ViT-CoMer is a novel vision transformer backbone designed to enhance dense prediction tasks. It combines the strengths of both convolutional neural networks (CNNs) and transformers, leveraging the pre-trained weights of ViT without requiring additional training. The key contributions of ViT-CoMer include:
1. **Multi-Receptive Field Feature Pyramid (MREFP)**: This module injects spatial pyramid multi-receptive field convolutional features into the ViT architecture, addressing the limitations of limited local information interaction and single-feature representation in ViT.
2. **CNN-Transformer Bidirectional Fusion Interaction (CTI)**: This module performs multi-scale fusion across hierarchical features, facilitating bidirectional interaction between CNN and transformer features, which is beneficial for dense prediction tasks.
3. **Performance Evaluation**: ViT-CoMer is evaluated on various dense prediction benchmarks, including object detection, instance segmentation, and semantic segmentation. It achieves competitive or superior performance compared to state-of-the-art methods, even without extra training data.
4. **Ablation Studies**: Ablation experiments demonstrate the effectiveness of the proposed modules, showing significant improvements in performance when these components are added to the plain ViT.
5. **Scalability**: ViT-CoMer can be integrated with hierarchical vision transformers like Swin, demonstrating its scalability and adaptability to different network architectures.
6. **Qualitative Results**: Visualizations of feature maps show that ViT-CoMer captures more fine-grained multi-scale features, enhancing object localization capabilities.
Overall, ViT-CoMer provides a robust and efficient backbone for dense prediction tasks, leveraging the strengths of both CNN and transformer architectures.ViT-CoMer is a novel vision transformer backbone designed to enhance dense prediction tasks. It combines the strengths of both convolutional neural networks (CNNs) and transformers, leveraging the pre-trained weights of ViT without requiring additional training. The key contributions of ViT-CoMer include:
1. **Multi-Receptive Field Feature Pyramid (MREFP)**: This module injects spatial pyramid multi-receptive field convolutional features into the ViT architecture, addressing the limitations of limited local information interaction and single-feature representation in ViT.
2. **CNN-Transformer Bidirectional Fusion Interaction (CTI)**: This module performs multi-scale fusion across hierarchical features, facilitating bidirectional interaction between CNN and transformer features, which is beneficial for dense prediction tasks.
3. **Performance Evaluation**: ViT-CoMer is evaluated on various dense prediction benchmarks, including object detection, instance segmentation, and semantic segmentation.
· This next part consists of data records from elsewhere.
PR #174, opened 2020-10-13
support custom favicon like branding logo

annProg:
Same way as logo
```xml
	<classes>
	</classes>
	<branding>
		<favicon _delta="define">opsitop-main/images/favicon.png</favicon>
	</branding>
	<menus>
	</menus>
	<snippets>
	</snippets>
</itop_design>
```


Molkobain:
Hello @annProg ,

Thank you very much for the PR but this is actually being worked on already in the release to come! 😁 It's tracked under bug N°3363 in our private tracker.

For your information, when working on the datamodel like this, we also have to update the iTopDesignFormat::From17To18() and iTopDesignFormat::From18To17() methods to prepare / cleanup the XML when it is being migrated from one XML version to another.

Keep posted for a commit message named "N°3363 - XXX" to know that it is part of the release.

Cheers,
Guillaume

PR #885, opened 2026-04-17
N°9144 Fix static analysis issues

Timmy38:
Fixing various issues raised by phpstan


setup/wizardsteps/WizStepModulesChoice.php
```diff
@@ -518,6 +515,7 @@ public function GetSelectedModules($aInfo, $aSelectedChoices, &$aModules, $sPare
 						$bSelected = true;
 						if (isset($aModuleInfo[$sModuleId])) {
 							// Test if module has 'auto_select'
```
Hipska: This additional comment can be left out, since it is very clear what the `if` does?

setup/wizardsteps/WizStepSummary.php
```diff
@@ -171,6 +171,7 @@ public function Display(WebPage $oPage)
 		}
 
 		if (isset($aMiscOptions['generate_config'])) {
+			/** @var \DOMDocument $oDoc */
 			$oDoc = new DOMDocument('1.0', 'UTF-8');
```
Hipska: This seems obvious?

setup/ajax.dataloader.php
```diff
@@ -181,6 +181,7 @@ function FatalErrorCatcher($sOutput)
 
 if (function_exists('memory_get_peak_usage')) {
 	if ($sOperation == 'file') {
+		$sFileName = utils::ReadParam('file', '', false, 'raw_data');
 		SetupLog::Info("loading file '$sFileName', peak memory usage. ".memory_get_peak_usage());
 	} else {
```
Hipska: This might be a leftover and should be removed, as operation file would result in the "unsupported operation" exception to be thrown.

setup/compiler.class.inc.php
Hipska: Otherwise, this section could be put together with the next `if (!is_null($oInitialStatePath)) {` at line 1600.

setup/wizardcontroller.class.inc.php
```diff
@@ -67,7 +67,7 @@ protected function PushStep($aStepInfo)
 
 	/**
 	 * Removes information about the previous step from the stack
-	 * @return hash Array('class' => , 'state' => )
+	 * @return array Array('class' => , 'state' => )
```
Hipska: Rather be complete in the type
```suggestion
	 * @return array{'class': string, 'state': string}
```

tests/php-static-analysis/config/base.dist.neon
```diff
@@ -37,4 +37,5 @@ parameters:
             - ../../../env-toolkit (?)              # Irrelevent as it will either already be in `env-production` or might be desynchronized from `env-production` (for local run only, not useful in the CI)
 
             - ../../../tests (?)                    # Exclude tests for now
-            - ../../../toolkit (?)                  # Exlclude toolkit for now
+            - ../../../toolkit (?)                  # Exclude toolkit for now
+            - ../../../setup/compat                 # Exclude fake DOMDocument & DOMElement declarations
```
Hipska: Please add a EOL at EOF.

setup/wizardsteps/WizStepSummary.php
Timmy38: It really is. And phpstan does not raise any issue without.
I wonder why I added it...

Anyway, I removed it

setup/ajax.dataloader.php
Timmy38: You are right, it was a leftover.
Removed the two lines and the if/else statement

setup/compiler.class.inc.php
Timmy38: Good idea, moved the lines in the next if statement

setup/wizardcontroller.class.inc.php
Timmy38: Fixed

Hipska (approved):

odain-cbd (approved):

eespie (approved):

PR #888, opened 2026-04-21
Update contributions guidelines

jf-cbd:
## Base information

Improve contributing guide and add issue in the process

Add more details about the new process

- [x] I have added a unit test, otherwise I have explained why I couldn't => not relevant


.github/issue_template.md
Hipska, line 1: It would be nice to have this as an [Issue form](https://docs.github.com/en/communities/using-templates-to-encourage-useful-issues-and-pull-requests/configuring-issue-templates-for-your-repository#creating-issue-forms) instead of template.

.github/pull_request_template.md
```diff
@@ -1,83 +1,76 @@
...
-|---------------------------------------------------------------|--------
-| Related to a SourceForge thead / Another PR / Combodo ticket? | <!-- Put the URL -->
-| Type of change?                                               | Bug fix / Enhancement / Translations
 
+| Question                                                                        | Answer                               |
+|---------------------------------------------------------------------------------|--------------------------------------|
+| Related to a SourceForge thread / Another PR / A GitHub Issue / Combodo ticket? | <!-- Put the URL -->                 |
+| Type of change?                                                                 | Bug fix / Enhancement / Translations |
 
 ## Symptom (bug) / Objective (enhancement)
```
Hipska, line 17: IMHO, the sections **Symptom/Objective**, **Reproduction procedure** and **Cause** could be removed as SF thread / GH issue / Combodo ticket should already have this, no?

Leaving the sections that are relevant for a PR: **Proposed solution** and **Checklist**.

.github/issue_template.md
jf-cbd: Good idea, I'll take a look at it !

.github/pull_request_template.md
jf-cbd: Maybe we'll have some PR that didn't have any related content (at the author's risk), so it's preferable to keep these sections.

Also, it's good to have these sections because it's almost the same that the one the Bug objects that are created, so it's easier for us to create them from the PRs description :)

Hipska: Then you are doing it the other way round, and very hard to enforce anything..

jf-cbd: If a PR is created without issue, how can we create the bug before ? Because in this case, we need these sections.

Maybe we can indicate to fill these part only if it hasn't been made previously in an issue, but it's not making it easier for anyone reading the PR to understand it (since the persons will have to go to the issue to better understand the context).

Hipska: That's what I'm saying with enforcement. If you enforce an Issue/Bug is created before the PR and otherwise close the PR, then there is no need to duplicate all the info.

If you not enforce this, you can also not enforce users to create issue as well (as why would they, the data is also in the PR), and thus rendering this change useless.

.github/ISSUE_TEMPLATE/issue.yml
```diff
@@ -0,0 +1,80 @@
...
+
+  - type: dropdown
+    id: issue_type
+    attributes:
+      label: Type of issue
+      options:
+        - Bug report
+        - Enhancement
+    validations:
+      required: true
```
Hipska: This could be more logical if you create different template for Bug and Enhancement

.github/ISSUE_TEMPLATE/issue.yml
```diff
@@ -0,0 +1,80 @@
...
+        2. Then do that
+        3. ...
+        4. Finally, see that... (what is expected and what is actually happening)
+    validations:
+      required: false
+
+  - type: textarea
+    id: enhancement_procedure
+    attributes:
+      label: Reproduction procedure (enhancement only)
```
Hipska: I think the label is a bit misleading?

CONTRIBUTING.md
```diff
@@ -4,30 +4,29 @@ You want to contribute to iTop? Many thanks to you! 🎉 👍
 
 Here are some guidelines that will help us integrate your work!
 
-
-## Contributions
-
```
Hipska, line 9: These 2 lines should stay? Otherwise there is no L2 header anymore for **Subjects** and **License and copyright** L3 sections.

.github/pull_request_template.md
jf-cbd: > why would they, the data is also in the PR

I think the main purpose we identified (and that you suggested) about the issues is allowing contributors to ask before starting coding, so they don't spend time coding smt that will be refused.

Tbh we didn't discuss if we should automatically close PR if there is no issue created before (what if a PR makes sens but doesn't have an issue ?).  For now, we simply assume that if a user creates a pull request without reporting an issue, he agrees that it may be refused/closed, even if he has spent time on it.
We may eventually reconsider this, but I'm surprised that it seems to be such a problem.

.github/ISSUE_TEMPLATE/issue.yml
jf-cbd: Good idea, thanks !

.github/pull_request_template.md
Hipska: Aha, then I stand corrected, and maybe these few sentences might be copied and clarified into the CONTRIBUTING.md.

CONTRIBUTING.md
```diff
@@ -4,30 +4,31 @@ You want to contribute to iTop? Many thanks to you! 🎉 👍
...
 
-
 ## Contributions
 
 ### Subjects
+
 You are welcome to create pull requests on any of those subjects:
 
 * 🐛 bug fix
 * 🌐 translation / i18n / l10n
```
Hipska, line 14: Maybe add **Enhancement** in this list as well?

CONTRIBUTING.md
```diff
@@ -4,30 +4,31 @@ You want to contribute to iTop? Many thanks to you! 🎉 👍
...
 
-If you want to implement a **new feature**, please [create a corresponding ticket](https://sourceforge.net/p/itop/tickets/new/) for review.   
+If you want to implement a **new feature**, please [create a corresponding issue](https://github.com/Combodo/iTop/issues) for review.
```
Hipska: Maybe change to reference-style link? Then the second link in this section can also use the same reference.

CONTRIBUTING.md
```diff
@@ -37,47 +38,31 @@ Anyhow, you are encouraged to signal your contribution by the mean of `@author`
 If you want to use another license or keep the code ownership (copyright), you may [create an extension][wiki new ext].
 
 [license.txt]: https://github.com/Combodo/iTop/blob/develop/license.txt
-[wiki new ext]: https://www.itophub.io/wiki/page?id=latest%3Acustomization%3Astart#by_writing_your_own_extension
 
+[wiki new ext]: https://www.itophub.io/wiki/page?id=latest%3Acustomization%3Astart#by_writing_your_own_extension
```
Hipska, line 46: No need to add a newline between link references?

Hipska (commented):
The templates look good!

.github/pull_request_template.md
jf-cbd: Perfect ! I'll check tomorrow if I can make some improvements to make it more clear

jf-cbd: I added a sentence to make it more clear

CONTRIBUTING.md
jf-cbd: Done, thanks for the suggestion

CONTRIBUTING.md
jf-cbd: Done

CONTRIBUTING.md
jf-cbd: Not needed, but it avoids IDE warning haha
No impact on user, just very slightly better when reading the .md file

Hipska: Which linter rule is triggered by this? Couldn't find one..

Hipska (approved):

CONTRIBUTING.md
jf-cbd: Don't know, it's Phpstorm rules saying "incorrect whitespace". Anyway, that's not that important since it's invisible when displaying the file in GitHub.

PR #894, opened 2026-04-24
N°9542 - Portal : add the possibility to choose subclass in search screen

accognet:
internal
image


Hipska:
Shouldn't this new control better be located next to the existing **Filter** control? As this also filters the list. Similar controls close together == better UX.

Molkobain:
@accognet you should not start developing a new feature without designing it with POs first. This is just wasting time.

accognet:
I developed this feature for the Consulting team; I simply integrated the code I wrote in the iTop core.

PR #902, opened 2026-05-04
fix(CMDBSource): getFieldSpec returns NULL as a string

Hipska:
## Base information

| Related to a SourceForge thread / Another PR / A GitHub Issue / Combodo ticket? | N/A

## Symptom

Not able to use `ModuleInstallerAPI::MoveColumnInDB` when the destination field is not yet present and it is a nullable integer, date, datetime.

> Module xxxx : error when calling module installer class xxxx for BeforeDatabaseCreation handler: ModulelId = xxxx, ModuleInstallerClass = xxxx, ModuleInstallerHandler = BeforeDatabaseCreation, ExceptionClass = MySQLException, ExceptionMessage = Failed to issue SQL query: query = ALTER TABLE \`ticket\` ADD \`resolution_date\` datetime DEFAULT 'NULL', mysql_errno = 1067, mysql_error = Invalid default value for 'resolution_date'

## Reproduction procedure

1. On iTop 3.2.2
2. With PHP 8.3.20
3. Add `static::MoveColumnInDB('ticket_request', 'resolution_date', 'ticket', 'resolution_date');` to a installer class.
4. Run setup
5. Finally, see error as above.

## Cause

The code in `CMDBSource::getFieldSpec` makes wrong assumptions.

## Proposed solution

First add tests that prove some scenario's fail, then update the mentioned method to better handle `NULL` defaults.

Test results before change: [CMDBSourceTest_testGetFieldSpec.html](https://github.com/user-attachments/files/27340448/CMDBSourceTest_testGetFieldSpec.html)

### DIFF
--- a/core/cmdbsource.class.inc.php
+++ b/core/cmdbsource.class.inc.php
@@ -1279,20 +1279,19 @@ class CMDBSource
 		}
 
 		if (is_numeric($aFieldData["Default"])) {
-			if (strtolower(substr($aFieldData["Type"], 0, 5)) == 'enum(') {
-				// Force quotes to match the column declaration statement
-				$sRet .= ' DEFAULT '.self::Quote($aFieldData["Default"], true);
+			if (self::IsNumericType($aFieldData)) {
+				$sRet .= ' DEFAULT '.$aFieldData["Default"];
 			} else {
-				if (self::IsNumericType($aFieldData)) {
-					$sRet .= ' DEFAULT '.$aFieldData["Default"];
-				} else {
-					$default = $aFieldData["Default"] + 0; // Coerce to a numeric variable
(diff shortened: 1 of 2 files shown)


jf-cbd:
Hello, thank you for your PR. Unfortunately, we're not planning to work on this module in the upcoming 6 months, therefore we prefer to close it, rather than letting it open for years as we did in the past. Sorry :/

jf-cbd:
Hello, thank you for your PR. I'm sorry, but this PR is on a function that's not often used (only when a renaming of a table is needed), and that works in most of the cases. For this reason, we're not willing to assign this PR to a sprint. Please create issue so, in case of refusal, you don't spend time coding it.

PR #906, opened 2026-05-06
N°9205 - Show progress messages in setup sequencer

Lenaick:
## Base information

| Related to a SourceForge thread / Another PR / A GitHub Issue / Combodo ticket? | [N°9205](https://support.combodo.com/pages/UI.php?operation=details&class=Bug&id=9205)                 |

## Objective

Show progress messages in setup sequencer

## Proposed solution

Display a message confirming that the previous step was successful each time we move on to the next step

image

image


Hipska:
Do you have an example how it would look?

eespie (approved):

Molkobain:
> Do you have an example how it would look?

Curious as well :)

odain-cbd (changes requested):
great job. sequencer behaviour has been enhanced. please adapt their tests. i guess they will fail otherwise...

Lenaick:
> Do you have an example how it would look?

I've added some screenshots to the PR description, the messages still need to be approved by our PO

Hipska:
Looks good. Is that "verification" step something new?

jf-cbd (approved):

Lenaick:
> Looks good. Is that "verification" step something new?

@Hipska yes, this is a new step included in the process for uninstalling extensions. It checks whether there is any data that needs to be cleared before running the setup

Hipska:
I have doubts about the "Data consistency check"..

What about custom extensions that do a whole datamodel rework/migration in their 2.0 version? I currently solve consistency problems in `BeforeDatabaseCreation`, and `AfterDatabaseCreation`, but that check seems to be done even before that, so consistency will fail?

BenGrenoble:
@Hipska 

This data consistency is a new step checking if a subclass has been removed. 
If yes it'll suggest to clean the data before uninstalling the extension.
You will still be able to use BeforeDatabaseCreation and AfterDatabaseCreation.
Moreover if you remove a subclass and want to migrate the data AfterDatabaseCreation it's still possible by choosing ignore and continue.

Hipska:
So it will give useless and frightening warnings to the users, even while there are perfect, clean migration steps under the hood?

This will give also warnings for all extensions that somehow use `ModuleInstallerAPI::RenameClassInDB`?

odain-cbd:
> I have doubts about the "Data consistency check"..
> 
> What about custom extensions that do a whole datamodel rework/migration in their 2.0 version? I currently solve consistency problems in `BeforeDatabaseCreation`, and `AfterDatabaseCreation`, but that check seems to be done even before that, so consistency will fail?

data audit step occurs in the middle of iTop setup. after compilation and before real application upgrade (where BeforeDatabaseCreation/AfterDatabaseCreation will be executed among others). 

in case of data possible errors setup hangs and remains as before (unless you force it to go further). admin can switch to data cleanup page. this not a under the hood process...

Hipska:
>in case of data possible errors setup hangs and remains as before (unless you force it to go further). admin can switch to data cleanup page. this not a under the hood process...

So the user will see the consistency check failing, but still able to click to continue setup (where it will run `BeforeDatabaseCreation` and `AfterDatabaseCreation` methods)?

Or how should I see that, do you have a screenshot of such "setup hangs" scenario? And what is that "admin can switch to data cleanup page"?

BenGrenoble:
It's really good to know that you're able to do this "under the hood" but most of our community is only using XML to customize iTop. The uninstallation functionality has a real value for them.
Also it will allow to remove lots of existing modules and extensions without having to code a specific algorithm for each of them.

Hipska:
I don't feel like that's an answer to my questions.

There is no way to do DB migrations with XML.

PR #909, opened 2026-05-12
N°9134 Validate extension codes before installation and refine progress message styling

Lenaick:
## Base information

| Related to a SourceForge thread / Another PR / A GitHub Issue / Combodo ticket? |  [N°9134](https://support.combodo.com/pages/UI.php?operation=details&class=Bug&id=9134)                |

## Objective

Detect early on during the setup phase whether an extension lacks code

## Proposed solution

Check that all extensions have a code during compilation; raise an error if this is not the case.
Remove unnecessary CSS rules from the progress content to ensure UI consistency.


setup/runtimeenv.class.inc.php
```diff
@@ -1467,6 +1467,14 @@ public function DoCompile(array $aRemovedExtensionCodes, array $aSelectedModules
 		// Removed modules are stored as static for FindModules()
 		$oExtensionsMap->DeclareExtensionAsRemoved($aRemovedExtensionCodes);
 
+		// Check that all the extensions have a code
+		foreach ($oExtensionsMap->GetAllExtensions() as $oExtension) {
+			if (empty($oExtension->sCode)) {
+				$sExtensionLabel = !empty($oExtension->sLabel) ? $oExtension->sLabel : $oExtension->sSourceDir;
+				throw new Exception(sprintf('Extension "%s" cannot be installed: Missing extension code', $sExtensionLabel));
```
odain-cbd, line 1474: what about an earlier failure in iTopExtension constr()?

odain-cbd (dismissed):
maybe my suggestion is not possible? 

extensions with no code is a corner case. does it exist in real life with our customers?

setup/runtimeenv.class.inc.php
Lenaick: I don’t think that’s a good idea from a functional point of view; if we throw an exception in the constructor, won’t the extension no longer be listed among those present?
It seems sensible to me to raise the error only during the compatibility check

Lenaick:
> maybe my suggestion is not possible?
> 
> extensions with no code is a corner case. does it exist in real life with our customers?

No, that shouldn’t exist because it blocks the setup; it’s just an extra safeguard.
As mentioned in the ticket, it blocks iTop, so you then need to manually delete the _env-production_ and _data/cache-production_ folders...

odain-cbd (approved):

PR #915, opened 2026-05-21
N°9622 - Error in the user story life cycle

accognet:
Internal


application/cmdbabstract.class.inc.php
```diff
@@ -3240,7 +3240,13 @@ public function DisplayStimulusForm(WebPage $oPage, $sStimulus, $aPrefillFormPar
 							$aAllowedValues = MetaModel::GetAllowedValues_att($sClass, $sAttCode, $aArgs);
 							if (is_array($aAllowedValues) && count($aAllowedValues) == 1) {
 								$aValues = array_keys($aAllowedValues);
-								$this->Set($sAttCode, $aValues[0]);
+								if ($oAttDef->IsLinkSet()) {
+									$oObjectSet = $this->Get($sAttCode);
+									$oObjectSet->AddItem(MetaModel::GetObject($oAttDef->GetLinkedClass(), $aValues[0]));
```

It achieves competitive or superior performance compared to state-of-the-art methods, even without extra training data.
4. **Ablation Studies**: Ablation experiments demonstrate the effectiveness of the proposed modules, showing significant improvements in performance when these components are added to the plain ViT.
5. **Scalability**: ViT-CoMer can be integrated with hierarchical vision transformers like Swin, demonstrating its scalability and adaptability to different network architectures.
6. **Qualitative Results**: Visualizations of feature maps show that ViT-CoMer captures more fine-grained multi-scale features, enhancing object localization capabilities.
Overall, ViT-CoMer provides a robust and efficient backbone for dense prediction tasks, leveraging the strengths of both CNN and transformer architectures.